The German minister of defence, Karl-Theodor zu Guttenberg, paid a brief visit to German troops at Char Dara.

==Aftermath==
Once the main combat operation was over, ISAF established outposts in the village of Quatliam and along the supply road "Little Pluto", manned first by German forces who would then gradually hand over the job to Afghan security forces. According to the operational doctrine of the ISAF, this marked the beginning of the "hold" phase, in which the conquered territory is maintained and rebuilt under constant presence of security forces with the support of development and aid organizations.

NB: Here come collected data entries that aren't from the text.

PR #1064, opened 2022-03-29
A Rolex clock has been designed

leny-jeanbaptiste:
[DEMO LINK](https://leny-jeanbaptiste.github.io/layout_stop-watch/)

### DIFF
--- a/src/index.html
+++ b/src/index.html
@@ -1,14 +1,21 @@
 <!doctype html>
 <html lang="en">
-<head>
-  <meta charset="UTF-8">
-  <meta name="viewport"
-        content="width=device-width, user-scalable=no, initial-scale=1.0, maximum-scale=1.0, minimum-scale=1.0">
-  <meta http-equiv="X-UA-Compatible" content="ie=edge">
-  <title>Stop watch</title>
-  <link rel="stylesheet" href="./styles/main.scss">
-</head>
-<body>
-  <h1>Stop watch</h1>
-</body>
+  <head>
+    <meta charset="UTF-8">
+    <meta name="viewport"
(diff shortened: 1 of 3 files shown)


src/index.html
```diff
@@ -1,14 +1,21 @@
...
-<head>
-  <meta charset="UTF-8">
-  <meta name="viewport"
-        content="width=device-width, user-scalable=no, initial-scale=1.0, maximum-scale=1.0, minimum-scale=1.0">
-  <meta http-equiv="X-UA-Compatible" content="ie=edge">
-  <title>Stop watch</title>
-  <link rel="stylesheet" href="./styles/main.scss">
-</head>
-<body>
-  <h1>Stop watch</h1>
```
amitpatiljc, line 12: you can use 'hidden' attribute here.

src/styles/main.scss
```diff
@@ -0,0 +1,57 @@
...
+    border-radius: 50%;
+    top: 40%;
+    left: 49%;
+    background-color: black;
+  }
+
+  &__hour,
+  &__minute,
+  &__second {
+    transform-origin: 0 100%;
```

Further meetings were held with the elders of Quatliam and the surrounding villages to promote the rebuilding process. The works to connect Quatliam and the surrounding villages to the main power lines again were already underway. The development project was funded by the German Federal Ministry of Foreign Affairs. The German training and protection battalion from Kunduz was then deployed to patrol and ensure freedom of movement along the logistic route "Chimney" -between Kunduz and Char Dara- and the heights 431 and 432, an operation codenamed "Sher Chesan".